Он собрал в Бельведере свой собственный маленький придворный штат, круг советников и совершенно открыто готовился ко дню передачи власти.
Женитьба Франца Фердинанда оказалась гармоничной и счастливой. София была любящей, умелой женой и превосходной матерью. Это было одно из тех замужеств, которые довольно среднего мужчину могут поднять на значительно более высокую ступень. «София — настоящее сокровище, я неописуемо счастлив», — писал он своей мачехе.

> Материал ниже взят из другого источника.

PR #4366, opened 2026-09-16
feat(partner): add partner API actions

estellesoulard:
- Add Lock, Unlock, and Request Admin Role actions.


internal/services/partner/organization_lock_action_test.go
```diff
@@ -0,0 +1,93 @@
...
+	}
+
+	tt, orgID := newPartnerTestTools(t)
+	defer tt.Cleanup()
+
+	email := partnerEmail(t)
+
+	resource.ParallelTest(t, resource.TestCase{
+		ProtoV6ProviderFactories: tt.ProviderFactories,
+		CheckDestroy:             IsPartnerOrganizationLocked(tt),
```
pypaut, line 32: Don't we want something like `IsPartnerOrganizationDeleted` instead?

internal/services/partner/organization_request_admin_role_action_test.go
```diff
@@ -0,0 +1,74 @@
...
+	tt, orgID := newPartnerTestTools(t)
+	defer tt.Cleanup()
+
+	email := partnerEmail(t)
+	newAdminEmail := partnerEmail(t)
+	password := partnerPassword(t)
+
+	resource.ParallelTest(t, resource.TestCase{
+		ProtoV6ProviderFactories: tt.ProviderFactories,
+		CheckDestroy:             IsPartnerOrganizationLocked(tt),
```
pypaut, line 39: Same here, expecting `IsPartnerOrganizationDeleted` as a test cleanup

internal/services/partner/organization_unlock_action_test.go
```diff
@@ -0,0 +1,99 @@
...
+	}
+
+	tt, orgID := newPartnerTestTools(t)
+	defer tt.Cleanup()
+
+	email := partnerEmail(t)
+
+	resource.ParallelTest(t, resource.TestCase{
+		ProtoV6ProviderFactories: tt.ProviderFactories,
+		CheckDestroy:             IsPartnerOrganizationLocked(tt),
```
pypaut, line 32: It's-a-me again

internal/services/partner/organization_unlock_action_test.go
```diff
@@ -0,0 +1,99 @@
...
+		partnerAPI := partnerSDK.NewAPI(meta.ExtractScwClient(tt.Meta))
+
+		organization, err := partnerAPI.GetOrganization(&partnerSDK.GetOrganizationRequest{
+			OrganizationID: rs.Primary.ID,
+		}, scw.WithContext(context.Background()))
+		if err != nil {
+			return fmt.Errorf("failed to get organization: %w", err)
+		}
+
+		if organization.LockedBy == partnerSDK.OrganizationLockedByPartner {
```
pypaut, line 93: What if the organization was locked by something else?

internal/services/partner/organization_request_admin_role_action_test.go
```diff
@@ -0,0 +1,74 @@
...
+						config {
+							organization_id = scaleway_partner_organization.main.id
+							username        = "testuser"
+							email           = "%s"
+							password        = "%s"
+						}
+					}
+				`, email, orgID, newAdminEmail, password),
+				Check: resource.ComposeTestCheckFunc(
+					resource.TestCheckResourceAttrSet("scaleway_partner_organization.main", "id"),
```
pypaut, line 69: Is there any way to actually check something like `HasAdminRole`?

internal/services/partner/organization_unlock_action_test.go
pypaut, line 93: Shouldn't we also check that `organization.LockedAt == nil`?

pypaut (changes requested):

internal/services/partner/organization_unlock_action_test.go
estellesoulard: no because a lock is still enforced by Scaleway at that point (since the created organization has just been created and not been verified by user email confirmation)

estellesoulard: The organization is locked by something else at that point. The Lock/Unlock call only impacts the Lock by the calling Partner. In this test, once created, the org is immediately locked by Scaleway (until the email of the newly created organization user is confirmed). Then the Partner locks it. Once we unlock it, it is still locked by Scaleway. But this Scaleway lock is beyond the scope of what the Partner can act on

internal/services/partner/organization_request_admin_role_action_test.go
estellesoulard: Partner organization cannot be deleted

internal/services/partner/organization_request_admin_role_action_test.go
estellesoulard: Only the owner is returned, not the admins :/ and `GET`ting the organization seems unfortunately nightmarish since this is a whole new separated organization for which we do not have access nor tokens from the get go

internal/services/partner/organization_request_admin_role_action_test.go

Франц Иосиф возвысил Софию сначала до княгини, потом до герцогини, но придворный протокол по-прежнему отсылал ее на всех официальных мероприятиях на место, значительно ниже ее супруга, и Франц Фердинанд жестоко страдал из-за пренебрежения, которому подвергалась его жена. В опере она сидела далеко позади императорской ложи вместо того, чтобы быть рядом с Францем Фердинандом. За столом при дворе ее разместили позади всех Габсбургов; при торжественном вступлении в бальный зал она отходила на задний план позади самых юных эрцгерцогинь. Люди, приближенные к паре, считали весьма вероятным, что Франц Фердинанд, став императором, отзовет свой отказ и провозгласит жену императрицей.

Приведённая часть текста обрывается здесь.